Your assignment
Read the lines below. Copy out any that hold the string "shouldn".

Information supplied
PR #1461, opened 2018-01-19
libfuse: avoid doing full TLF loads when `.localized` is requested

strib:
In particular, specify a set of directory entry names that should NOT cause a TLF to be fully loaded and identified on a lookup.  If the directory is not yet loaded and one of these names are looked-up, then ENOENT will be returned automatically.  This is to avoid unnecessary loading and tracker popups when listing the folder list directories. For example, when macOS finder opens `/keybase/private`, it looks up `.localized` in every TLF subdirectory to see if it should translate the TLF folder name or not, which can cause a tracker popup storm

---

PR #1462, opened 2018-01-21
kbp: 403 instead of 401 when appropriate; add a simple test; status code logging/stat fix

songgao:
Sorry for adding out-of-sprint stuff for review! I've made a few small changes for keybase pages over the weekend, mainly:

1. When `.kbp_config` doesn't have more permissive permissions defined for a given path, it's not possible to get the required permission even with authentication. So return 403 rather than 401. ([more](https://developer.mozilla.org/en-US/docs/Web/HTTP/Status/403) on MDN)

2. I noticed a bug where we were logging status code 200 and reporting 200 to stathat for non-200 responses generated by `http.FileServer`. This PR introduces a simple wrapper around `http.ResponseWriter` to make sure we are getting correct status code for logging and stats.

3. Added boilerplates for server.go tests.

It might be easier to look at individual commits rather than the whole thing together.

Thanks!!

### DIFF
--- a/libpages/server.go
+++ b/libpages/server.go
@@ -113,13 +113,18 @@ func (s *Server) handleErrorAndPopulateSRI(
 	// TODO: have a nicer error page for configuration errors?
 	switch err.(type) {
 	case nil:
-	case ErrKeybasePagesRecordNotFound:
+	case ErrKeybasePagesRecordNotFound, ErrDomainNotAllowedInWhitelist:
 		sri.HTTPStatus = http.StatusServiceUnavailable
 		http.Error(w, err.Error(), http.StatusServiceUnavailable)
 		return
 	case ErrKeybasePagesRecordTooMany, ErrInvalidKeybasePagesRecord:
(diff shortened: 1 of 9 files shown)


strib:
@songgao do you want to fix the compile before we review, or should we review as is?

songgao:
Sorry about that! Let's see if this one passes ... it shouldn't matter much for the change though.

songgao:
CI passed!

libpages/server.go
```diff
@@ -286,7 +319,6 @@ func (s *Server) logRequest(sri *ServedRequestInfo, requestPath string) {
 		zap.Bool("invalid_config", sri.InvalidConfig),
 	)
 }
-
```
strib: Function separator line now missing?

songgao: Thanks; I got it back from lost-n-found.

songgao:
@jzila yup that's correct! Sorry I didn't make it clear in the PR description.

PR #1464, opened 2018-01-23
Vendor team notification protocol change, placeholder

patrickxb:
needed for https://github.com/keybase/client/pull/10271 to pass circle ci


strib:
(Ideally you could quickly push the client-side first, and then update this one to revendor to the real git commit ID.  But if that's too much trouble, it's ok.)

--

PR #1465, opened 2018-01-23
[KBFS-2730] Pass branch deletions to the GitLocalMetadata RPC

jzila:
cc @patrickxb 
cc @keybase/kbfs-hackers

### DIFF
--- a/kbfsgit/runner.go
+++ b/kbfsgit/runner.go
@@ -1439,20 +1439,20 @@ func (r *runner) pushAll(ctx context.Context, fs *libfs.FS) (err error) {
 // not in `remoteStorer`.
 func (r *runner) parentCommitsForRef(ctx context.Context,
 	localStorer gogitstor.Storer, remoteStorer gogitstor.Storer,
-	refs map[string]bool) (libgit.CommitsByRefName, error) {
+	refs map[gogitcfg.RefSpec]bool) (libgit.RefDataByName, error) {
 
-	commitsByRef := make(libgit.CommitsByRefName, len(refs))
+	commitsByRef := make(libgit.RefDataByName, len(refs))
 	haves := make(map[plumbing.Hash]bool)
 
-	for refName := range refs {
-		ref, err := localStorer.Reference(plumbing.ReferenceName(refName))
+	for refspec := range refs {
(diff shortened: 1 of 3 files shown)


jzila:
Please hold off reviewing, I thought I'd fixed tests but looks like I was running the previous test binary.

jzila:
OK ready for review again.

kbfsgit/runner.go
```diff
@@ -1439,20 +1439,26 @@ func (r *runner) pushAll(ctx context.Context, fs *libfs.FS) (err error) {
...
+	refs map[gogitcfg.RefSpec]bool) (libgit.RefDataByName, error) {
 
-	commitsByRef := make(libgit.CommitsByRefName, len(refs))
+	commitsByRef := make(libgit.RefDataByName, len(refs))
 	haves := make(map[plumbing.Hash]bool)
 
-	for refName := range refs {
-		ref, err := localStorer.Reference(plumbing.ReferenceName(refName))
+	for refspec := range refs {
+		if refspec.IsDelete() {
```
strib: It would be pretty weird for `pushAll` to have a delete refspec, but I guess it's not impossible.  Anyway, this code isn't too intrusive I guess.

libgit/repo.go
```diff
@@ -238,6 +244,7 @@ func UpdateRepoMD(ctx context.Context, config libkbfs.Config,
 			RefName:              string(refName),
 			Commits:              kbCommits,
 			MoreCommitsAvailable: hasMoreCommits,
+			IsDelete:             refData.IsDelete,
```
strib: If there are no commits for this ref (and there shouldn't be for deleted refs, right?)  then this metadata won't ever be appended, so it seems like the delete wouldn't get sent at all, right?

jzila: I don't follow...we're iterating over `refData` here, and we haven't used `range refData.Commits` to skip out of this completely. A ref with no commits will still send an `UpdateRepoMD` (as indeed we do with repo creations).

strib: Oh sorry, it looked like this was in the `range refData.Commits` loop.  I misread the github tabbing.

Your solution
Sorry about that! Let's see if this one passes ... it shouldn't matter much for the change though.
strib: If there are no commits for this ref (and there shouldn't be for deleted refs, right?)  then this metadata won't ever be appended, so it seems like the delete wouldn't get sent at all, right?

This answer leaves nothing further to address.